It looks like there’s a light at the end of the jet bridge. More than a year after closing its doors to foreign tourists as the coronavirus pandemic spread, the European Union has said that fully vaccinated Americans will once again be allowed to travel there—just in time for summer break. While that’s great news for those dreaming of a long-delayed getaway, it could also have implications for the red-hot real estate market.
Housing mania has gripped the nation this spring, as record-low mortgage interest rates and a severe shortage of homes for sale boosted home prices to new highs. Offers over asking price are now standard in much of the nation, as are bidding wars, in which buyers are going well over their budgets in an attempt to win one of very few listings.
But another factor enabling people to throw more money into the housing market is that there simply hasn’t been much to spend on this past year, with foreign travel and many other forms of entertainment off the table. Those who held on to their jobs over the past year may now be in a better financial place than they were before the coronavirus.
With the economy opening back up across the country, people “have pent-up demand for doing all the things they haven’t done in the last year or so, like traveling [and] concerts. They also have the savings to do it,” says Realtor.com® Chief Economist Danielle Hale.

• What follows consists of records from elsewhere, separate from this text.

PR #1969, opened 2020-09-03
Resolve issues with reorgs and syncing filters

Christewart:
This pulls over test cases from #1962 

fixes #1965 

Basically it tests `ChainHandler.nextBlockHeaderRange()` in the case of reorgs. 

EDIT: 

So here is what is all done in this PR

1. Removes the insertion of the genesis filter header and the genesis filter in the test fixtures
2. Due to this, we create a new test fixture called `withChainHandlerGenesisFilter()` for uses where we want the gensis filter header and filter inserted
3. Makes all of our syncing code work with syncing the genesis filter header and filter from our data source
4. Adds unit tests to make sure filter header reorgs work.

PR #2003, opened 2020-09-11
Introduce 'FilterSyncMarker' to ChainApi, make it clearier what exact…

Christewart:
…ly the (Int,DoubleSha256Digest) tuple is returned from ChainApi.nextBlockHeaderRange()

This creates `FilterSyncMarker` class and adds it to the `ChainApi`. 

This would have been _really_ nice to have in #1969 , it's easy for me to confuse raw `Int` and `DoubleSha256Digest` without named fields. Now we have nice fields to remind us what the int/hash stands for.

This also moves `ChainApi` out of the package `org.bitcoins.core.api.chain.db` to `org.bitcoins.core.api.chain`

### DIFF
--- a/app/server-test/src/test/scala/org/bitcoins/server/RoutesSpec.scala
+++ b/app/server-test/src/test/scala/org/bitcoins/server/RoutesSpec.scala
@@ -6,8 +6,8 @@ import akka.http.scaladsl.model.ContentTypes._
 import akka.http.scaladsl.server.ValidationRejection
 import akka.http.scaladsl.testkit.ScalatestRouteTest
 import org.bitcoins.core.Core
+import org.bitcoins.core.api.chain.ChainApi
 import org.bitcoins.core.api.wallet.{AddressInfo, CoinSelectionAlgo}
-import org.bitcoins.core.api.chain.db.ChainApi
 import org.bitcoins.core.api.wallet.db.{
   AccountDb,
   AddressDb,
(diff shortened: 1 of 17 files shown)


benthecarman (commented):
LGTM, but tbh don't love the name `FilterSyncMarker`. I think it should should at least be something like `BlockMarker` or `BlockHeightMarker` or something as this can be used for more than syncing filters.

benthecarman:
Also looks like docs are not compiling

Christewart:
> LGTM, but tbh don't love the name `FilterSyncMarker`. I think it should should at least be something like `BlockMarker` or `BlockHeightMarker` or something as this can be used for more than syncing filters.

I agree that the name sucks, what I don't about your proposals is that it loses the context that the class is useful for -- syncing filters. The two names you proposed don't retain that context and as far as I know there isn't another part of the code base that would find this class useful?

benthecarman:
> the context that the class is useful for -- syncing filters

imo you're kinda painting yourself into a corner here. I think the name should be representative of what the data it represents, not what it is currently used for.

Christewart:
> > the context that the class is useful for -- syncing filters
> 
> imo you're kinda painting yourself into a corner here. I think the name should be representative of what the data it represents, not what it is currently used for.

Yeah, this is my intention here. 

The context matters when dealing with `height` and `hash` (a height of what? a hash of what? is it the `endHeight` or the `startHeight`, is it the `prevBlockHash`, or is it a `endBlockHash`). What I'm attempting to do with this helper class is to clarify all of those questions, because I found it hard to keep it straight in my head as traversing the code base. 

The [BIP157 protocol](https://github.com/bitcoin/bips/blob/master/bip-0157.mediawiki#cfheaders) dictates that these are all `startHeight` and `stopHash`. 

Perhaps I should add a scaladoc ontop of `FilterSyncMarker` that indicates this?

benthecarman:
> Perhaps I should add a scaladoc ontop of FilterSyncMarker that indicates this?

Yeah that's probably better

benthecarman (approved):

PR #2005, opened 2020-09-11
Rename parameter names from 'duration' -> 'interval' just like our Ac…

Christewart:
…torSystem.schedule() names the parameter

Previously the parameter for `AsyncUtil.retryUntilSatisfiedF` had a parameter named `duration`. This was _very_ misleading. What this parameter really is a `interval` in between times to evaluate the predicate passed in as a parameter `conditionF` 

```scala
conditionF: () => Future[Boolean]
```

So `conditionF` gets called every `interval`.


benthecarman (approved):
Strong ACK from me, this always confused me

PR #2007, opened 2020-09-11
Make BlockHeader, BlockHeaderDb have better toStrings

Christewart:
This gives us prefixes on hashes in the `BlockHeader` and `BlockHeaderDb` `toString` methods. 

Now you will see things like `BlockHeader(hashBE=1234...` rather than just `BlockHeader(1234...` which doesn't give you a clear indication which hash this is in the `toString()`. Is it the prev block hash, merkle root hash, block hash etc?

This removes that ambiguity when looking at logs.


benthecarman:
Should make all the hashes `_.hex`

benthecarman (approved):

“I don’t expect it to derail housing demand,” she adds. “But we may see a shift in mentality from ‘I want this home and I don’t care what it takes to get it’ to a mindset where people want to have a home, but also want to have income left to spend on other things.”
Plus, with people no longer confined to their homes by shelter-in-place mandates, frustrations with their current living situations may ease.
“Some of the COVID craziness around housing will start to ebb,” says Rick Palacios Jr., director of research at John Burns Real Estate Consulting. “We don’t expect the music to stop suddenly for housing, but the tempo of the beat will start to slow down.”
This doesn’t mean home prices will fall and real estate competition will suddenly die down. There is still a problematic shortage of homes for sale and a substantial number of folks who are reaching the stage of life where they want to own a home. But price growth may slow as the world begins showing signs that it may be returning to some semblance of normalcy.
“People didn’t just decide that they want to own a home because of the pandemic,” says Hale. “I expect a lot of demand for housing will stick around. But we might see people rein in the amount they’re willing to spend on their mortgage now that they can spend their money in other ways.”